Я не задавала вопросов. Просто боялась. Боялась, что хоть сотая доля того, что придумала себе за время нашей последней разлуки, окажется правдой.
Как же я корила, ненавидела, презирала себя за то, что тогда попросила его не приходить. Думала, так будет легче, будет честно и правильно для нас обоих. Только каждую следующую ночь тряслась в лихорадке, выплакивала литры слёз, твердила, что это уже навсегда, но продолжала надеяться. Ещё отчаяннее прежнего всматривалась в лица прохожих и вслушивалась в шорохи за дверью, окончательно сходя с ума.
Почему-то меня не покидала уверенность, что он никогда больше не вернётся. Что мне удалось окончательно порвать, растоптать то хрупкое и прекрасное, связывающее нас воедино даже сквозь расстояние.
И когда он всё же приехал, я словно угодила на крючок, намертво засевший остриём в разросшемся до небывалых размеров страхе вновь его потерять.
Но самое тяжёлое, — страшное, странное, болезненное и невыносимое, — было ещё впереди. Не в моём упрямом молчании, не в согласии с каждой своенравной выходкой, не в попытке потакать всем его желаниям, лишь бы не оттолкнуть от себя.
Кирилл хотел ребёнка. Мы прошли все необходимые для этого обследования, и с первого взгляда всё выглядело вполне радужно: никаких существенных проблем врачи не нашли, дав нам целый год, в течение которого беременность наверняка должна была наступить.
Только через несколько месяцев стало понятно, что со мной что-то не так. Один из яичников мне удалили после разрыва кисты, а оставшийся не функционировал как надо, перейдя в спящий режим. Я ездила на УЗИ, сдавала анализы, делала тесты — но овуляция так и не наступала, лишая нас даже самой возможности зачатия.

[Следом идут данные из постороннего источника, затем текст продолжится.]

PR #1272, opened 2026-05-19
Optimize `compute_zdiff_gradp`

msimberg:
This PR makes the `compute_zdiff_gradp` metrics kernel fast on GPU by replacing the per-element host access in nested Python loops with a single batched `searchsorted` over all edge rows. The implementation uses the array namespace (numpy/cupy), so the same code runs on CPU and GPU without backend dispatch.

Мы не обсуждали это. Привычка делать вид, будто ничего не происходит, сыграла против нас, превратилась в капкан, в огромную и пылающую жаром пасть преисподней, куда каждый из нас зашёл по собственному желанию. По глупости, упрямству, взаимному недоверию и обоюдному стремлению скрыть друг от друга себя настоящих, боясь разочаровать и разочароваться.
Спустя полгода даже мимолётный взгляд на беременных женщин вызывал во мне невыносимое чувство, словно кости прорастают сквозь внутренности и разрывают их в клочья. Не получалось разобрать до конца, что именно это было: отвращение или грусть, зависть или отчаяние.
Единственное, в чём не приходилось сомневаться, так это в своём чувстве бескрайней вины перед Кириллом. Я не могла дать ему то, что он хотел, чего заслуживал, что по-настоящему было ему необходимо. И с этой мыслью, с медленно превращающимся в лёд сердцем, под властью тягостной безысходности не могла заснуть ночи напролёт. Вглядывалась в очертания его лица в кромешной тьме, изредка касалась пальцами кончиков волнистых волос, ощущала безмятежное, спасительное тепло тела, не позволявшее мне окончательно окоченеть в своей тоске, и думала, думала, думала.
От Глеба я как-то услышала, что бывшая жена Кирилла родила третьего ребёнка. Мы были знакомы с ней еле-еле, вскользь, по воле случайного стечения обстоятельств — встретились на благотворительном вечере, и придраться к тактичности её поведения в тот момент не вышло бы при всём желании, — но нелогичная, необъяснимая ревность всё равно едкой кислотой начала проедать меня насквозь.